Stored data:
┌──
PR #542, opened 2015-06-14
Add input plugin for myepisodes.com show list

oxc:
This pull request contains the file I've already attached to [trac-ticket #243](http://flexget.com/ticket/243:comment9):

myepisodes_list.py​ contains an input plugin that lists all ever-watched shows from myepisodes.com (all that show up on the "Time I've Wasted" page). The plugin has been based on code from the myepisodes service plugin and other input plugins, so I hope I got the coding style right.

However, I did not abstract any myepisodes api that can be shared between the two plugins, something that should probably be done (but rather by someone with more flexget experience than me).

### DIFF
--- a/flexget/plugins/input/myepisodes_list.py
+++ b/flexget/plugins/input/myepisodes_list.py
@@ -1,0 +1,101 @@
+from __future__ import unicode_literals, division, absolute_import
+import logging
+import re
+from itertools import chain
+
+from flexget import plugin
+from flexget.entry import Entry
+from flexget.event import event
+from flexget.utils.cached_input import cached
+from flexget.utils.soup import get_soup
+
+log = logging.getLogger('myepisodes')
+
+URL = 'http://www.myepisodes.com/'
+
+class MyEpisodesList(object):
+    """Creates an entry for each item in your myepisodes.com show list.
+
+    Syntax:
+
+    myepisodes_list:
+      username: <value>
+      password: <value>
+      strip_dates: <yes|no>
+      include_ignored: <yes|no>
+
+    Options username and password are required.
+    """
+
+    schema = {
+        'type': 'object',
+        'properties': {
+            'username': {'type': 'string'},
+            'password': {'type': 'string'},
+            'strip_dates': {'type': 'boolean', 'default': False},
+            'include_ignored': {'type': 'boolean', 'default': False},
+        },
+        'required': ['username', 'password'],
+        'additionalProperties': False,
+    }
+
+    @cached('myepisodes_list')
+    @plugin.internet(log)
+    def on_task_input(self, task, config):
+        if not task.requests.cookies:
+            username = config['username']
+            password = config['password']
+
+            log.debug("Logging in to %s ..." % URL)
+            params={
+                'username': username,
+                'password': password,
+                'action': 'Login'
+            }
+            loginsrc = task.requests.post(URL + 'login.php', data=params).content
+            if str(username) not in loginsrc:
+                raise plugin.PluginWarning(('Login to myepisodes.com failed, please check '
+                                 'your account data or see if the site is down.'), log)
+
+
+        page = task.requests.get(URL + "shows.php?type=manage").content
+        try:
+            soup = get_soup(page)
+        except Exception as e:
+            raise plugin.PluginError("Unable to parse myepisodes.com page: %s" % (e,))
+
+        entries = []
+
+        def show_list(select_id):
+            return soup.find('select', {'id': select_id}).findAll('option')
+
+        options = show_list('shows')
+        if config['include_ignored']:
+            options = chain(options, show_list('ignored_shows'))
+        for option in options:
+            name = option.text
+            if config.get('strip_dates'):
+                # Remove year from end of name if present
+                name = re.sub(r'\s+\(\d{4}\)$', '', name)
+            showid = option.get('value')
+            url = '%sviews.php?type=epsbyshow&showid=%s' % (URL, showid)
+
+            entry = Entry()
+            entry['title'] = name
+            entry['url'] = url
+            entry['series_name'] = name
+            entry['myepisodes_id'] = showid
+
+            if entry.isvalid():
+                entries.append(entry)
+            else:
+                log.debug('Invalid entry created? %s' % entry)
+
+        if not entries:
+            log.warn("No shows found on myepisodes.com list. Maybe you need to add some first?")
+
+        return entries
+
+@event('plugin.register')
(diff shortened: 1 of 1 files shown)


flexget/plugins/input/myepisodes_list.py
└──
Task statement:
Every line of the data is to be printed again exactly.

Answer to this task:
PR #542, opened 2015-06-14
Add input plugin for myepisodes.com show list

oxc:
This pull request contains the file I've already attached to [trac-ticket #243](http://flexget.com/ticket/243:comment9):

myepisodes_list.py​ contains an input plugin that lists all ever-watched shows from myepisodes.com (all that show up on the "Time I've Wasted" page). The plugin has been based on code from the myepisodes service plugin and other input plugins, so I hope I got the coding style right.

However, I did not abstract any myepisodes api that can be shared between the two plugins, something that should probably be done (but rather by someone with more flexget experience than me).

### DIFF
--- a/flexget/plugins/input/myepisodes_list.py
+++ b/flexget/plugins/input/myepisodes_list.py
@@ -1,0 +1,101 @@
+from __future__ import unicode_literals, division, absolute_import
+import logging
+import re
+from itertools import chain
+
+from flexget import plugin
+from flexget.entry import Entry
+from flexget.event import event
+from flexget.utils.cached_input import cached
+from flexget.utils.soup import get_soup
+
+log = logging.getLogger('myepisodes')
+
+URL = 'http://www.myepisodes.com/'
+
+class MyEpisodesList(object):
+    """Creates an entry for each item in your myepisodes.com show list.
+
+    Syntax:
+
+    myepisodes_list:
+      username: <value>
+      password: <value>
+      strip_dates: <yes|no>
+      include_ignored: <yes|no>
+
+    Options username and password are required.
+    """
+
+    schema = {
+        'type': 'object',
+        'properties': {
+            'username': {'type': 'string'},
+            'password': {'type': 'string'},
+            'strip_dates': {'type': 'boolean', 'default': False},
+            'include_ignored': {'type': 'boolean', 'default': False},
+        },
+        'required': ['username', 'password'],
+        'additionalProperties': False,
+    }
+
+    @cached('myepisodes_list')
+    @plugin.internet(log)
+    def on_task_input(self, task, config):
+        if not task.requests.cookies:
+            username = config['username']
+            password = config['password']
+
+            log.debug("Logging in to %s ..." % URL)
+            params={
+                'username': username,
+                'password': password,
+                'action': 'Login'
+            }
+            loginsrc = task.requests.post(URL + 'login.php', data=params).content
+            if str(username) not in loginsrc:
+                raise plugin.PluginWarning(('Login to myepisodes.com failed, please check '
+                                 'your account data or see if the site is down.'), log)
+
+
+        page = task.requests.get(URL + "shows.php?type=manage").content
+        try:
+            soup = get_soup(page)
+        except Exception as e:
+            raise plugin.PluginError("Unable to parse myepisodes.com page: %s" % (e,))
+
+        entries = []
+
+        def show_list(select_id):
+            return soup.find('select', {'id': select_id}).findAll('option')
+
+        options = show_list('shows')
+        if config['include_ignored']:
+            options = chain(options, show_list('ignored_shows'))
+        for option in options:
+            name = option.text
+            if config.get('strip_dates'):
+                # Remove year from end of name if present
+                name = re.sub(r'\s+\(\d{4}\)$', '', name)
+            showid = option.get('value')
+            url = '%sviews.php?type=epsbyshow&showid=%s' % (URL, showid)
+
+            entry = Entry()
+            entry['title'] = name
+            entry['url'] = url
+            entry['series_name'] = name
+            entry['myepisodes_id'] = showid
+
+            if entry.isvalid():
+                entries.append(entry)
+            else:
+                log.debug('Invalid entry created? %s' % entry)
+
+        if not entries:
+            log.warn("No shows found on myepisodes.com list. Maybe you need to add some first?")
+
+        return entries
+
+@event('plugin.register')
(diff shortened: 1 of 1 files shown)


flexget/plugins/input/myepisodes_list.py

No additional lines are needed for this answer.